Treatment activists have long called for the Minister’s removal. At the first South African TB conference in July this year, activists conducted a silent protest during a plenary talk by Dr Tshabalala-Msimang, holding up signs saying that “South Africa needs real leadership in the fight against TB and HIV.”
The new Minister
Minister Hogan does not come from a health background. She too is a veteran of the anti-apartheid struggle, joining the ANC after the 1976 riots. She was arrested for treason by the apartheid government, tortured and imprisoned for eight years (with one year in solitary confinement).
Since release, she has been deeply involved in the ANC, and served for a time in Mbeki’s government as Finance Portfolio Chairperson, until she was dismissed by Mbeki in part for her stand on HIV/AIDS (according to the TAC press release).
But she has continued to play a role in the fight against HIV, serving on the board of the Amandla AIDS Fund (AAF) established in 2003 with a $2.5 million donation from Carlos and Deborah Santana. AAF provides ART, care, treatment and prevention services to people and children with HIV. Serving with her on the board are Archbishop Desmond Tutu, TAC’s Zachie Achmat and Luyanda Ngonyama, Head of the AIDS Law Project Mark Heywood, Dr Jerry Coovadia, and Dr Fareed Abdullah.
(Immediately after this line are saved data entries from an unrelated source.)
PR #16405, opened 2023-10-11
Dispensary Interlink Meter Screen

Flaborized:
[CHEMISTRY] [FEAT]

## About the PR 

This PR makes the dispensary interlink's screen into a meter that shows you how full it is. As a trade off of not wanting to make versions of this for each dir (and also thinking that south facing is the most visually clear anyways so it should always show that) I also cut the directionality of it, so it only has south facing sprites.

There's 10 icon states: it'll show a red bar if it's completely devoid of chemicals and otherwise show a blue wavy animation and fill up, increasing one stage around every 55u of chemicals it has inside its products. It doesn't care if it's *medical* chemicals, just that there's chemicals. A pill bottle full of epi pills will fill the counter, but an empty patch won't!

interlink_screenshot

also it glows in the dark :)

chem_dispenser_animation

Also I added a new file just for the dispenser and its animations, since there's lots of them and I'm aware that very large dmi files have a negative impact on performance. easily fixed if that's not preferred though

## Why's this needed? 

I like the sorta retro light up wave visual! Also I was playing chemist and found myself not wanting to use this thing because I didn't think doctors would even realize I put chemicals inside the thing to use (since people rarely do). This is a feedback loop!! Nobody checks it because it's empty... nobody fills it because nobody checks it... now you can just *see* that it's full of useful stuff. This might not entirely fix the reasons people don't use this so much but I think this is a pretty obvious first-step-ish approach to making it more usable.

## Changelog 

```changelog
(u)Flaborized
(+)The dispensary interlink dispenser in medical will now visually show how many units of chems it has in it, the more blue the screen the more meds it has to vend.
```


code/modules/vending/vending.dm
```diff
@@ -3372,13 +3374,41 @@ ABSTRACT_TYPE(/obj/machinery/vending/jobclothing)
...
+		var/total_reagents = 0
+		var/fluid_state = 0
+		for(var/datum/data/vending_product/player_product/R in src.player_list)
+			for(var/obj/item/product in R.contents)
+				if(istype(product, /obj/item/item_box/medical_patches) || istype(product, /obj/item/chem_pill_bottle))
+					for(var/obj/item/reagent_containers/container in product)
+						total_reagents += container.reagents.total_volume
+				if(istype(product, /obj/item/reagent_containers))
+					var/obj/item/reagent_containers/container = product
+					total_reagents += container.reagents.total_volume
```
TobleroneSwordfish, line 3400: You could probably cut the istypes here since it can be assumed that we want to read the reagents and contents of anything we put in here

code/modules/vending/vending.dm
```diff
@@ -3372,13 +3374,41 @@ ABSTRACT_TYPE(/obj/machinery/vending/jobclothing)
...
+
+		if(!total_reagents) //only show it as empty if it truly has Nothing at All, chemically
+			fluid_state = 0
+		else
+			fluid_state = round(clamp((total_reagents / 500 * 9 + 1), 1, 9)) //it'll jump up a state every ~55 reagents added or so
+		src.fill_image.icon_state = "medchem-[fluid_state]"
+		src.UpdateOverlays(src.fill_image, "fill_image")
```
TobleroneSwordfish, line 3407: Since you're never swapping out the overlay you should just be able to call `UpdateOverlays` once and then change the icon with your image reference?

TobleroneSwordfish (changes requested):
This is great! Should check that tipped over sprites look right with the lack of directionality if you haven't already.

code/modules/vending/vending.dm
Flaborized: unless I'm misunderstanding the suggestion trying this has made the icon not actually swap in-game? I *think* most overlays use UpdateOverlays to update icon changes like this, at least, though again it's entirely possible I just don't Get What You Mean :sheltersweat:

code/modules/vending/vending.dm
Flaborized: yup did this and it's much cleaner and easier to read and works!

Flaborized:
> This is great! Should check that tipped over sprites look right with the lack of directionality if you haven't already.

Yea funnily enough I don't think *any* of the tipped over sprites use directionality, so I kept this one the same. Icondiff is showing Very Wrong sprites though, possibly because of the new file or something ??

In an interview with News24.com, she said the biggest challenge for the Department of Health “is HIV/AIDS and all the strains that it places on the health system. I would thoroughly endorse the roll-out of antiretrovirals and any way we can accelerate that, the better.”
Minister Hogan said she welcome’s the opportunity to work with TAC. “I'm not saying we will always agree but I've always had a good relationship with the TAC and NGOs involved in that sector and I think you need to mobilise every possible sector of society at the moment, from the private sector to the NGO sector to the government sector, to improve our health services.”
TAC joyous
For their part, TAC is clearly eager to work with Minister Hogan. In fact, about 50 of the activists serenaded her outside her flat in Cape Town’s City Bowl last night.
According to an report in the Star, she came down to greet the activists. Fatima Hassan of the AIDS Law Project hugged her and announced that it was “the happiest day of her life.” (Also see this report).
But TAC acknowledges there will be tremendous challenges ahead.
“Hogan's biggest challenges will be to meet the treatment and prevention targets of the HIV/AIDS National Strategic Plan, integrate TB and HIV treatment, develop a feasible human resources plan for health workers and undo the considerable legacy of AIDS denialism left by her predecessor. The TAC will do all that it can to assist her and the Department of Health to meet these challenges.”